[Stored data entries]
----------------------------------------

PR #4530, opened 2021-10-20
Remove opinionated layout from listbox option

kyledurand:

Fixes: https://github.com/Shopify/web/pull/51269#issuecomment-947807663

image

Removes the opinionated display property from Listbox > Option. Do we know for sure if this should be a flex layout? IMO we should only have opinions on this when we can also control the components direct child.

Note: The issue above can be fixed in web so I'm not sure this PR is the right way to go just yet, but my gut tells me it is. Please let me know if I'm wrong @voiid !

## 

### How to 🎩

<details>

```jsx
import React from 'react';
import {Page} from '../src';

  return (
    <Page title="Playground">
    </Page>
  );
}
```

</details>

### 🎩 checklist

### DIFF
--- a/UNRELEASED.md
+++ b/UNRELEASED.md
@@ -11,6 +11,7 @@ Use [the changelog guidelines](https://git.io/polaris-changelog-guidelines) to f
 ### Bug fixes
 
 - Fixed empty children being wrapped with `Item` in `Stack` ([#4487](https://github.com/Shopify/polaris-react/pull/4487))
+- Fixed a bug where `Listbox.Option`'s children wouldn't stretch to fit their container ([#4530](https://github.com/Shopify/polaris-react/pull/4530))
 
 ### Documentation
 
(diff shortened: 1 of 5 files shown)


kyledurand:
Looks like maybe this is needed for `TextOption` which is set to `flex: 1`. My question is: do we really need this or is it a nice to have.

kyledurand:
I've removed the flex properties from sub components and compared the playground locally against [main](https://polaris-react.shopifycloud.com/?path=/story/all-components-listbox--basic-listbox)

alex-page (approved):

dleroux:
TextOption is also used to wrap the Action. I think in this case it should be flex. Note the hover and pressed state will need adjusting:

Screen Shot 2021-10-22 at 9 50 12 AM

kyledurand:
Thanks Dan! It looks like that specific layout issue is isolated to Autocomplete > actionBefore > MappedAction. So maybe I can take a look to see if we can strictly apply a flex layout there instead. For now, I've fixed the issue in web by applying `flex: 1` to child elements.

----------------------------------------

**Required action:** All of the entries above must be quoted exactly.

**Solution below:**
PR #4530, opened 2021-10-20
Remove opinionated layout from listbox option

kyledurand:

Fixes: https://github.com/Shopify/web/pull/51269#issuecomment-947807663

image

Removes the opinionated display property from Listbox > Option. Do we know for sure if this should be a flex layout? IMO we should only have opinions on this when we can also control the components direct child.

Note: The issue above can be fixed in web so I'm not sure this PR is the right way to go just yet, but my gut tells me it is. Please let me know if I'm wrong @voiid !

## 

### How to 🎩

<details>

```jsx
import React from 'react';
import {Page} from '../src';

  return (
    <Page title="Playground">
    </Page>
  );
}
```

</details>

### 🎩 checklist

### DIFF
--- a/UNRELEASED.md
+++ b/UNRELEASED.md
@@ -11,6 +11,7 @@ Use [the changelog guidelines](https://git.io/polaris-changelog-guidelines) to f
 ### Bug fixes
 
 - Fixed empty children being wrapped with `Item` in `Stack` ([#4487](https://github.com/Shopify/polaris-react/pull/4487))
+- Fixed a bug where `Listbox.Option`'s children wouldn't stretch to fit their container ([#4530](https://github.com/Shopify/polaris-react/pull/4530))
 
 ### Documentation
 
(diff shortened: 1 of 5 files shown)


kyledurand:
Looks like maybe this is needed for `TextOption` which is set to `flex: 1`. My question is: do we really need this or is it a nice to have.

kyledurand:
I've removed the flex properties from sub components and compared the playground locally against [main](https://polaris-react.shopifycloud.com/?path=/story/all-components-listbox--basic-listbox)

alex-page (approved):

dleroux:
TextOption is also used to wrap the Action. I think in this case it should be flex. Note the hover and pressed state will need adjusting:

Screen Shot 2021-10-22 at 9 50 12 AM

kyledurand:
Thanks Dan! It looks like that specific layout issue is isolated to Autocomplete > actionBefore > MappedAction. So maybe I can take a look to see if we can strictly apply a flex layout there instead. For now, I've fixed the issue in web by applying `flex: 1` to child elements.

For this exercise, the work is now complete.